◆ ACTIVITY ◆
Reproduce each line from the records that holds "should".

+---+

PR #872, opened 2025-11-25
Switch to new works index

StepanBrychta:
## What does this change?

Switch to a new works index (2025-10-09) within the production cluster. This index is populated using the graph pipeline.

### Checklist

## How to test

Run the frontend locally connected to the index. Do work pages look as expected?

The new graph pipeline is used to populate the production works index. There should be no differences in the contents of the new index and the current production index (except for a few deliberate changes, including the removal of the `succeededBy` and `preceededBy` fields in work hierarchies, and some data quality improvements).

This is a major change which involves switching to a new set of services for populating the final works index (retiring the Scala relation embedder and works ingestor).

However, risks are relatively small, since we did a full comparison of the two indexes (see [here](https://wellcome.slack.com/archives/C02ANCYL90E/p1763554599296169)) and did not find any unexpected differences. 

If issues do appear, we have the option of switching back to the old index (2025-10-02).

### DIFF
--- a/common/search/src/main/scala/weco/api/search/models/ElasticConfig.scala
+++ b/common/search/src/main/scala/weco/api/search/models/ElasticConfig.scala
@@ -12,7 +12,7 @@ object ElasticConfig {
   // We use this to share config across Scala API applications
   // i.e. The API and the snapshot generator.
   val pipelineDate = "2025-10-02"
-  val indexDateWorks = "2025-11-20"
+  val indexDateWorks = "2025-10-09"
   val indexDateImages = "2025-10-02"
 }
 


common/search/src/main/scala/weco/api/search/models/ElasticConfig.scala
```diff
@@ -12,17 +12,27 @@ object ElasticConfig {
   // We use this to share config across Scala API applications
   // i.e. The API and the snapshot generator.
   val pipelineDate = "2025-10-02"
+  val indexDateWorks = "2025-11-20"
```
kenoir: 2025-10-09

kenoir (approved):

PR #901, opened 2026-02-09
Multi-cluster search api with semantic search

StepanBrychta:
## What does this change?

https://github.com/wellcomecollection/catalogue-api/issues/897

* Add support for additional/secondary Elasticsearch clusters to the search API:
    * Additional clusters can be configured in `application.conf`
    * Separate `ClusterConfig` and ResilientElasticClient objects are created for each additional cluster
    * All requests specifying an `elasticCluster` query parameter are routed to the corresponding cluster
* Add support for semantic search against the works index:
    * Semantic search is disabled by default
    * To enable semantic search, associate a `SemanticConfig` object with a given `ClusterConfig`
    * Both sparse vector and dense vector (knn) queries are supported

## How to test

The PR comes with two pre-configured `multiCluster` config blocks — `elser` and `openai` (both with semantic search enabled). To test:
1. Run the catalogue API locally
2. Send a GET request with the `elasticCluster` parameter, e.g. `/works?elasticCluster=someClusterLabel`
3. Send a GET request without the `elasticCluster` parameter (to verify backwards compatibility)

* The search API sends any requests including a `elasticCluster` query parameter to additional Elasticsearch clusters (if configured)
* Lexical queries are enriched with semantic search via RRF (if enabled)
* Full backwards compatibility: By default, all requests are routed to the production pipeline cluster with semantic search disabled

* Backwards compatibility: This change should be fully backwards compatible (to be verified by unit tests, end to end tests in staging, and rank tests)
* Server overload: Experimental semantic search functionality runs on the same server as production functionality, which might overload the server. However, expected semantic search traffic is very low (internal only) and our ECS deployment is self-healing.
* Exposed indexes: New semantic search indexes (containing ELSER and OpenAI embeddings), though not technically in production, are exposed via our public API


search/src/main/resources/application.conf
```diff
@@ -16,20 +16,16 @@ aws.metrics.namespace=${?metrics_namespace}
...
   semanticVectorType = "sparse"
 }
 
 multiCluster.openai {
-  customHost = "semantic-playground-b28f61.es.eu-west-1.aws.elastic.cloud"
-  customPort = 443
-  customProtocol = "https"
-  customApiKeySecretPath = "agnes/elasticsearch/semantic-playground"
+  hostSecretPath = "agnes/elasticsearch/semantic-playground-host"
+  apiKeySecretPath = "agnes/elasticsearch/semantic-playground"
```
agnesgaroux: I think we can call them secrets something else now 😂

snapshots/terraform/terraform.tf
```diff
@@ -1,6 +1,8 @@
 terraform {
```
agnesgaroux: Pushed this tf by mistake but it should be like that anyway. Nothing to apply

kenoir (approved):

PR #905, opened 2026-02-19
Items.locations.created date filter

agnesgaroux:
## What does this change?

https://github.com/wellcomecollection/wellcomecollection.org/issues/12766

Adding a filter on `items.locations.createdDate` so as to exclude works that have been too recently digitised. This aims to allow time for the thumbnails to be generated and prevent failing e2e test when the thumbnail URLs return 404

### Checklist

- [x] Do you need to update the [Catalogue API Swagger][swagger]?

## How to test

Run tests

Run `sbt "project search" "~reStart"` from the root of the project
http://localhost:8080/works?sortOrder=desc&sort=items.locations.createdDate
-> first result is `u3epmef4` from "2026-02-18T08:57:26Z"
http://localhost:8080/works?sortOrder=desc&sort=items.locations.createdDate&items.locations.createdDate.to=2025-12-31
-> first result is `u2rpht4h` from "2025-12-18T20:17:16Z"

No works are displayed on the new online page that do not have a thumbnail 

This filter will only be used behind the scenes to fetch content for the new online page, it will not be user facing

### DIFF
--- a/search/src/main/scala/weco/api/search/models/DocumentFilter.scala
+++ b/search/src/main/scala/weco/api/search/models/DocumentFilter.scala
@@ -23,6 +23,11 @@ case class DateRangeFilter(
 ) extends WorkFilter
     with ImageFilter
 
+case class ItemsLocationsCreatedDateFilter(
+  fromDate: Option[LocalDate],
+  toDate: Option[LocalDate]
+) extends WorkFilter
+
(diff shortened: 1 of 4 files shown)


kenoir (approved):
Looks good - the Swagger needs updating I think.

+---+

◆ REPLY ◆
The new graph pipeline is used to populate the production works index. There should be no differences in the contents of the new index and the current production index (except for a few deliberate changes, including the removal of the `succeededBy` and `preceededBy` fields in work hierarchies, and some data quality improvements).
* Backwards compatibility: This change should be fully backwards compatible (to be verified by unit tests, end to end tests in staging, and rank tests)
agnesgaroux: Pushed this tf by mistake but it should be like that anyway. Nothing to apply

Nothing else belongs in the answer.